Contract completed today!(Eat)
It will be winging its way to Hong Kong on Monday morning!
Space to build another now! B\)
Bob


----------



## Shipbuilder (Jun 30, 2005)

I delivered it to the courier on Monday morning at 1000 bst. It arrived safely in Hong Kong on Wednesday morning at 1000 HK time!
Very good going. 
Interesting thing about the packing. I filled it with small air bag packing between the inner case and outer case and most of them popped on the journey! On thinking about it, it must have been because it as in the non-pressurised cargo hold, but it was all OK.
Bob


----------



## lucky albert (Nov 20, 2007)

Hi Bob & wife,

I am new on this forum and admire your projects. Incredible detailed a lot of professionalism!
Maybe time to consider the release of photo book.......

All the best,
Lucky Albert


----------



## Shipbuilder (Jun 30, 2005)

Hi Albert,
Thanks. Getting books published conventionally by a publisher is rather too time-consuming as they think nothing of taking several months to consider it and then there is a 90% chance it will be rejected on the grounds of "nobody is interested in boats these days!"(Cloud) In the unlikely event that they do accept a book, they seem to like fairly extensive editing, taking another year or more to actually publish!

Self-publishing is easier and the book can be exactly as you like it, but the big internet booksellers throw seemingly insurmoutable obstacles in front of the self publisher. If you have a look in the Books section of this site, lower down. I have detailed all the problems in my posting about ISBNS etc (8th down the list of topics).

I do write regularly for SHIPWRIGHT, but their book only comes out once a year, but at least they like what I produce, and pay extremely well. I began writing for them in the early 70s, but became a regular contributor about six years ago.
Bob


----------



## MSzwarc (Dec 28, 2012)

> the sea was made with my new method of using polystyrene sheet, shaped with a small gas torch on low flame.

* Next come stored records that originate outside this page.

PR #22622, opened 2024-09-20
Rewrites speech sounds + preferences

Moltijoe:
They're now datums rather than a list

lets people control the volume of other's speech, or even turn it off if they hate it that much
lets people choose what their character sounds like (roughly)
also adds framework to allow for adding additional voices REALLY easily

# Testing
image
image

:cl:
rscadd: Can now mute speech sounds via a preference
rscadd: Can now control the volume of speech sounds via a preference
rscadd: Can now select the voice a character has
/:cl:


ToasterBiome (changes requested):
ok but you left the TTS comments in

ToasterBiome (approved):

PR #22625, opened 2024-09-20
Hides synthetics from the job menu

Moltijoe:
they're disabled, they shouldn't be seen

# Testing
image

:cl:
bugfix: Hides synthetics from the job menu
/:cl:


wonderinghost:
Will this also fix the spawning of ghost synths

SapphicOverload (approved):

PR #22632, opened 2024-09-22
Gives the Vatra M38 a 10% chance to spawn in as a silver plated version

ToasterBiome:

"Someone" saw the lighter version of the Vatra M38 and wanted it in the game, I added a silver plated semi-unique version. It has a 10% chance to spawn in as a 'Vatra M38 "Hauard" Pistol', which functions exactly the same but is silver plated and has the serial number scratched out (description only)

Hi Bob, I only recently discovered this website, and am pleased to see you're posting your new builds here. I like the look of your sea, and wonder if you could describe the new technique in more detail.

Mike


----------



## Shipbuilder (Jun 30, 2005)

Hi Mike,
Yes, I have been here for years! The polystyrene I use is the very lightweight white stuff that they use for packing electrical gadgets in. It is quite brittle. I glue it onto a sheet of three ply with white wood glue and then cut it to the size of the sea tray with the bandsaw. To form the waves or swell, I just brush the flame of a small gas blowtorch over it lightly. I turn the air intake off so that the flame is as weak as a candle flame. It makes the surface of the polystyrene sink in slightly. I then cut a hole in it for the model. The surface is still not good enough to paint, so I paint it with white wood glue and then press a sheet of crepe paper over it and leave it to dry. Then give the crepe paper another coat of white glue and when it is dry, cut a hole in the paper to correspond with the hole already cut for the model. Finally, paint the sea in the usual way.
Bob


----------



## MSzwarc (Dec 28, 2012)

Hi Bob, thanks for the description! By polystyrene, do you mean the stuff made of little foam beads that is called Styrofoam over here?

Mike


----------



## Shipbuilder (Jun 30, 2005)

Yes, that is it. Very brittle. If you break it, load of tiny foam beads fly out all over the place and stick to everything!
Bob


----------



## MSzwarc (Dec 28, 2012)

Thanks, Bob. I've got a test section with the glue drying now.

Mike


----------



## caledonia2006 (May 28, 2012)

Hi Bob,

Another superb model I see; the rigging at that scale would drive me potty. Great work. Derek


----------



## Shipbuilder (Jun 30, 2005)

Thanks Derek,
I don't suppose it would drive you potty if you used copper wire instead of the ever-popular twine. Take a short length of fine copper wire and stretch it slightly with two small pairs of pliers. That makes it go straight. Measure the length required with dividers and cut it to size with a scalpel. Pick it up in the middle with fine tweezers, dip each end in contact adhesive and place it in position on the model. No messing about with knots. The masts and derricks are brass tube and copper rod. As the derricks are soldered on, they do not need any other support whilst they are being rigged. The blocks are just blobs of white wood glue mixed with a bit of black water paint!
Bob


----------



## caledonia2006 (May 28, 2012)

Thanks Bob, I will remember that. Derek


----------